Issue #168, opened 2019-09-06
Deduplicate Layout APIs.


codeviking:
The current layout mechanism seems like it could be simplified a bit, to make it easier to follow / use.  Specifically:

* `LayoutHeader` is confusing, how is it different than a `Header`?
* `LayoutFooter` is confusing, how is it different than a `Footer`?
* `ContentAndFooterLayout` seems like a weird name. Maybe we just use `Layout`?

PR #169, opened 2019-09-07
Fix #141; Fix a few layout and navigation related bugs.

### LINKED ISSUE #141: The left navigation menu has a gap at the top when the first item is selected.
image

codeviking:
This fixes #141 by adding the current height of the header to
`<LayoutContext />` so that other controls (like our fixed menu)
can adjust their position based upon the height of the header.

I also fixed a few other small bugs along the way:

* Ensure the top and left navigation items are active when
  directly navigating to these pages.
* Set the collapsed width to that which antd sets. It appears you
  can't set a collapsed width, or we're doing something wrong.

My largest takeaway here is that while this is in an ok state, Ant's
underlying `Menu`s aren't terribly flexible.


codeviking:
Re #168; This removes `ContentAndFooterLayout`, as now another `Layout` (akin to how antd advices) can be used instead.

ui/src/demo/Home.tsx
```diff
@@ -34,9 +38,20 @@ export default class Home extends React.PureComponent<RouteComponentProps> {
...
     render() {
         return (
-            <LayoutContext.Provider value={{ layoutVariant: "app" }}>
+            <LayoutContext.Provider value={{
+                layoutVariant: "app",
+                currentHeaderHeight: this.state.currentHeaderHeight,
+                setHeaderHeight: (currentHeaderHeight: number) => {
+                    this.setState({ currentHeaderHeight })
+                }}}
+            >
```
codeviking: Note that this currently has to be implemented by the user. I figure as we further canonicalize the layout mechanism we'll likely abstract this so people don't have to think about it.

ui/src/demo/Home.tsx
```diff
@@ -49,7 +64,7 @@ export default class Home extends React.PureComponent<RouteComponentProps> {
                             <HeaderSubTitle>{packageJson.version}</HeaderSubTitle>
                             <Spacer />
                             <TopMenu
-                                defaultSelectedKeys={[this.props.location.pathname]}>
+                                defaultSelectedKeys={[`/${this.props.location.pathname.split('/')[1]}`]}>
```
codeviking: This ensures the proper route is active when navigating directly to a page other than the index.

ui/src/lib/components/Layout.tsx
```diff
@@ -67,63 +47,47 @@ const ContentContainer = styled(AntLayout.Content)<{layout?: LayoutVariant}>`
...
-        )
+const FixedContainer = styled.div<{ paddingTop: number, width: number | string, collapsedWidth: number | string, breakpoint: string }>`
+    border-right: 1px solid ${({ theme }) => theme.palette.border.main};
+    position: fixed;
+    top: 0;
+    bottom: 0;
+    width: ${({ width }) => width};
+    padding-top: ${({ paddingTop }) => paddingTop}px;
+    transition: padding-top 200ms ease-in-out;
+    overflow: auto;
```
codeviking: Migrating `position: fixed` to a child allows us to remove `ContentAndFooterLayout`, as now the `LeftSider`'s dimensions properly cause it's sibling `Layout` to increase / decrease in size.

ui/src/demo/Home.tsx
```diff
@@ -19,7 +19,11 @@ import { ResponsiveWindowImage,
 } from '../lib/components';
 import { LayoutContext } from '../lib/layout';
 
-export default class Home extends React.PureComponent<RouteComponentProps> {
+interface State {
+    currentHeaderHeight: number;
```
jonborchardt: can we hide this from the end user by embedding it in a context?
seems harsh to make the user do this in every app

jonborchardt: i think we should hold it in layoutcontext

ui/src/demo/Home.tsx
```diff
@@ -34,9 +38,20 @@ export default class Home extends React.PureComponent<RouteComponentProps> {
...
+    constructor(props: RouteComponentProps) {
+        super(props);
+        this.state = { currentHeaderHeight: 0 };
+    }
+
     render() {
         return (
-            <LayoutContext.Provider value={{ layoutVariant: "app" }}>
+            <LayoutContext.Provider value={{
+                layoutVariant: "app",
```
jonborchardt: in general
i want to move away from any of these:
```
interface NamesToAvaoid {
  variant: string;
  type: string;
  namesToAvoidVariant: string;
}
```
because they bit us as soon as we have a multi variant component
```
interface NamesThatAreBetter {
  colorVariant: string;
  appType: string;
  sizeVariant: string;
}
```

ui/src/demo/Home.tsx
jonborchardt: ya, i think we should do this, this qtr.
before upgrading allennlp nor prior

ui/src/demo/Home.tsx
jonborchardt: candidate for a util function to make clearer for end users?

ui/src/lib/components/Layout.tsx
```diff
@@ -67,63 +47,47 @@ const ContentContainer = styled(AntLayout.Content)<{layout?: LayoutVariant}>`
...
-                {this.props.children}
-            </StyledSider>
-        )
+const FixedContainer = styled.div<{ paddingTop: number, width: number | string, collapsedWidth: number | string, breakpoint: string }>`
+    border-right: 1px solid ${({ theme }) => theme.palette.border.main};
+    position: fixed;
+    top: 0;
+    bottom: 0;
+    width: ${({ width }) => width};
+    padding-top: ${({ paddingTop }) => paddingTop}px;
```
jonborchardt: we have a util func
```padding-top: ${({ paddingTop }) => convertPixelsToRem(paddingTop);```

File: ui/src/lib/components/Menu.tsx [hunk 7]
```diff
@@ -11,30 +11,33 @@ export const TopMenu = styled(Menu).attrs({
...
     }
 `;
 
 export const MenuItem = styled(Menu.Item)``;
 
 export const TopMenuItem = styled(MenuItem)`
-    &&& {
-       
+    a:hover {
+        text-decoration: none;
```
jonborchardt: :-)

ui/src/lib/components/Menu.tsx
```diff
@@ -11,30 +11,33 @@ export const TopMenu = styled(Menu).attrs({
...
     }
 `;
 
-
-export const LeftMenu = styled(Menu).attrs({
-    mode: "inline"
-})``;
+export const LeftMenu = styled(Menu).attrs(() => ({ mode: 'inline' }))`
```
jonborchardt: i like to put attrs on new line.. makes a nice indent of the css:
```
LeftMenu = styled(Menu).attrs(() => ({ 
    mode: 'inline'
    // more attrs 
}))`
    border-right: none;
    // more css
`
```

ui/src/lib/layout/LayoutContext.tsx
```diff
@@ -27,5 +32,7 @@ interface LayoutSettings {
  * per page. More complex scenarios, however, might necessitate using multiple.
  */
 export const LayoutContext = createContext<LayoutSettings>({
-    layoutVariant: 'default'
+    layoutVariant: 'default',
+    currentHeaderHeight: 0,
```
jonborchardt: hmm... is current used?
i thought this pr left it up to the calling code

ui/src/demo/Home.tsx
codeviking: I'm not sure what to generalize (yet).  This is just ensuring we only pass in the first portion of the path (i.e. `/default` in `/default/path`), since the "keys" in the menu aren't the fully resolved path.  This seems somewhat specific to this use-case.

I think we'll abstract this if / when we write some sort of higher level navigation abstraction, does that sound good?

ui/src/demo/Home.tsx
codeviking: Sure, so is there something I need to rename here, or is this good as is? I'm unclear.

ui/src/lib/components/Layout.tsx
codeviking: In this case it's measured as pixels, and *should* be pixels (I think), since it's the result of `getBoundingClientRect().height` on another element -- so it shouldn't necessarily change depending on the user's font-size settings.

Of course, the user's font-size settings might change the height of the header, which in turn would change this value, so I think we're good?

ui/src/lib/components/Menu.tsx
codeviking: This is desired, right?

ui/src/lib/components/Menu.tsx
codeviking: Sure

ui/src/lib/layout/LayoutContext.tsx
codeviking: Let's chat in person, I don't follow.

ui/src/demo/Home.tsx
codeviking: https://github.com/allenai/varnish/issues/171

ui/src/lib/layout/LayoutContext.tsx
codeviking: Resolved by providing a default context.

ui/src/demo/Home.tsx
codeviking: After chatting in person we think this *might* become `AppSettings` and accordingly get a new name, but we're not sure yet so we'll rename in the future if warranted.

ui/src/demo/Home.tsx
codeviking: Done.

★ ★ ★

Work to be completed: Every line above should be output exactly as it stands.

Answer to this exercise:
Issue #168, opened 2019-09-06
Deduplicate Layout APIs.


codeviking:
The current layout mechanism seems like it could be simplified a bit, to make it easier to follow / use.  Specifically:

* `LayoutHeader` is confusing, how is it different than a `Header`?
* `LayoutFooter` is confusing, how is it different than a `Footer`?
* `ContentAndFooterLayout` seems like a weird name. Maybe we just use `Layout`?

PR #169, opened 2019-09-07
Fix #141; Fix a few layout and navigation related bugs.

### LINKED ISSUE #141: The left navigation menu has a gap at the top when the first item is selected.
image

codeviking:
This fixes #141 by adding the current height of the header to
`<LayoutContext />` so that other controls (like our fixed menu)
can adjust their position based upon the height of the header.

I also fixed a few other small bugs along the way:

* Ensure the top and left navigation items are active when
  directly navigating to these pages.
* Set the collapsed width to that which antd sets. It appears you
  can't set a collapsed width, or we're doing something wrong.

My largest takeaway here is that while this is in an ok state, Ant's
underlying `Menu`s aren't terribly flexible.


codeviking:
Re #168; This removes `ContentAndFooterLayout`, as now another `Layout` (akin to how antd advices) can be used instead.

ui/src/demo/Home.tsx
```diff
@@ -34,9 +38,20 @@ export default class Home extends React.PureComponent<RouteComponentProps> {
...
     render() {
         return (
-            <LayoutContext.Provider value={{ layoutVariant: "app" }}>
+            <LayoutContext.Provider value={{
+                layoutVariant: "app",
+                currentHeaderHeight: this.state.currentHeaderHeight,
+                setHeaderHeight: (currentHeaderHeight: number) => {
+                    this.setState({ currentHeaderHeight })
+                }}}
+            >
```
codeviking: Note that this currently has to be implemented by the user. I figure as we further canonicalize the layout mechanism we'll likely abstract this so people don't have to think about it.

ui/src/demo/Home.tsx
```diff
@@ -49,7 +64,7 @@ export default class Home extends React.PureComponent<RouteComponentProps> {
                             <HeaderSubTitle>{packageJson.version}</HeaderSubTitle>
                             <Spacer />
                             <TopMenu
-                                defaultSelectedKeys={[this.props.location.pathname]}>
+                                defaultSelectedKeys={[`/${this.props.location.pathname.split('/')[1]}`]}>
```
codeviking: This ensures the proper route is active when navigating directly to a page other than the index.

ui/src/lib/components/Layout.tsx
```diff
@@ -67,63 +47,47 @@ const ContentContainer = styled(AntLayout.Content)<{layout?: LayoutVariant}>`
...
-        )
+const FixedContainer = styled.div<{ paddingTop: number, width: number | string, collapsedWidth: number | string, breakpoint: string }>`
+    border-right: 1px solid ${({ theme }) => theme.palette.border.main};
+    position: fixed;
+    top: 0;
+    bottom: 0;
+    width: ${({ width }) => width};
+    padding-top: ${({ paddingTop }) => paddingTop}px;
+    transition: padding-top 200ms ease-in-out;
+    overflow: auto;
```
codeviking: Migrating `position: fixed` to a child allows us to remove `ContentAndFooterLayout`, as now the `LeftSider`'s dimensions properly cause it's sibling `Layout` to increase / decrease in size.

ui/src/demo/Home.tsx
```diff
@@ -19,7 +19,11 @@ import { ResponsiveWindowImage,
 } from '../lib/components';
 import { LayoutContext } from '../lib/layout';
 
-export default class Home extends React.PureComponent<RouteComponentProps> {
+interface State {
+    currentHeaderHeight: number;
```
jonborchardt: can we hide this from the end user by embedding it in a context?
seems harsh to make the user do this in every app

jonborchardt: i think we should hold it in layoutcontext

ui/src/demo/Home.tsx
```diff
@@ -34,9 +38,20 @@ export default class Home extends React.PureComponent<RouteComponentProps> {
...
+    constructor(props: RouteComponentProps) {
+        super(props);
+        this.state = { currentHeaderHeight: 0 };
+    }
+
     render() {
         return (
-            <LayoutContext.Provider value={{ layoutVariant: "app" }}>
+            <LayoutContext.Provider value={{
+                layoutVariant: "app",
```
jonborchardt: in general
i want to move away from any of these:
```
interface NamesToAvaoid {
  variant: string;
  type: string;
  namesToAvoidVariant: string;
}
```
because they bit us as soon as we have a multi variant component
```
interface NamesThatAreBetter {
  colorVariant: string;
  appType: string;
  sizeVariant: string;
}
```

ui/src/demo/Home.tsx
jonborchardt: ya, i think we should do this, this qtr.
before upgrading allennlp nor prior

ui/src/demo/Home.tsx
jonborchardt: candidate for a util function to make clearer for end users?

ui/src/lib/components/Layout.tsx
```diff
@@ -67,63 +47,47 @@ const ContentContainer = styled(AntLayout.Content)<{layout?: LayoutVariant}>`
...
-                {this.props.children}
-            </StyledSider>
-        )
+const FixedContainer = styled.div<{ paddingTop: number, width: number | string, collapsedWidth: number | string, breakpoint: string }>`
+    border-right: 1px solid ${({ theme }) => theme.palette.border.main};
+    position: fixed;
+    top: 0;
+    bottom: 0;
+    width: ${({ width }) => width};
+    padding-top: ${({ paddingTop }) => paddingTop}px;
```
jonborchardt: we have a util func
```padding-top: ${({ paddingTop }) => convertPixelsToRem(paddingTop);```

File: ui/src/lib/components/Menu.tsx [hunk 7]
```diff
@@ -11,30 +11,33 @@ export const TopMenu = styled(Menu).attrs({
...
     }
 `;
 
 export const MenuItem = styled(Menu.Item)``;
 
 export const TopMenuItem = styled(MenuItem)`
-    &&& {
-       
+    a:hover {
+        text-decoration: none;
```
jonborchardt: :-)

ui/src/lib/components/Menu.tsx
```diff
@@ -11,30 +11,33 @@ export const TopMenu = styled(Menu).attrs({
...
     }
 `;
 
-
-export const LeftMenu = styled(Menu).attrs({
-    mode: "inline"
-})``;
+export const LeftMenu = styled(Menu).attrs(() => ({ mode: 'inline' }))`
```
jonborchardt: i like to put attrs on new line.. makes a nice indent of the css:
```
LeftMenu = styled(Menu).attrs(() => ({ 
    mode: 'inline'
    // more attrs 
}))`
    border-right: none;
    // more css
`
```

ui/src/lib/layout/LayoutContext.tsx
```diff
@@ -27,5 +32,7 @@ interface LayoutSettings {
  * per page. More complex scenarios, however, might necessitate using multiple.
  */
 export const LayoutContext = createContext<LayoutSettings>({
-    layoutVariant: 'default'
+    layoutVariant: 'default',
+    currentHeaderHeight: 0,
```
jonborchardt: hmm... is current used?
i thought this pr left it up to the calling code

ui/src/demo/Home.tsx
codeviking: I'm not sure what to generalize (yet).  This is just ensuring we only pass in the first portion of the path (i.e. `/default` in `/default/path`), since the "keys" in the menu aren't the fully resolved path.  This seems somewhat specific to this use-case.

I think we'll abstract this if / when we write some sort of higher level navigation abstraction, does that sound good?

ui/src/demo/Home.tsx
codeviking: Sure, so is there something I need to rename here, or is this good as is? I'm unclear.

ui/src/lib/components/Layout.tsx
codeviking: In this case it's measured as pixels, and *should* be pixels (I think), since it's the result of `getBoundingClientRect().height` on another element -- so it shouldn't necessarily change depending on the user's font-size settings.

Of course, the user's font-size settings might change the height of the header, which in turn would change this value, so I think we're good?

ui/src/lib/components/Menu.tsx
codeviking: This is desired, right?

ui/src/lib/components/Menu.tsx
codeviking: Sure

ui/src/lib/layout/LayoutContext.tsx
codeviking: Let's chat in person, I don't follow.

ui/src/demo/Home.tsx
codeviking: https://github.com/allenai/varnish/issues/171

ui/src/lib/layout/LayoutContext.tsx
codeviking: Resolved by providing a default context.

ui/src/demo/Home.tsx
codeviking: After chatting in person we think this *might* become `AppSettings` and accordingly get a new name, but we're not sure yet so we'll rename in the future if warranted.

ui/src/demo/Home.tsx
codeviking: Done.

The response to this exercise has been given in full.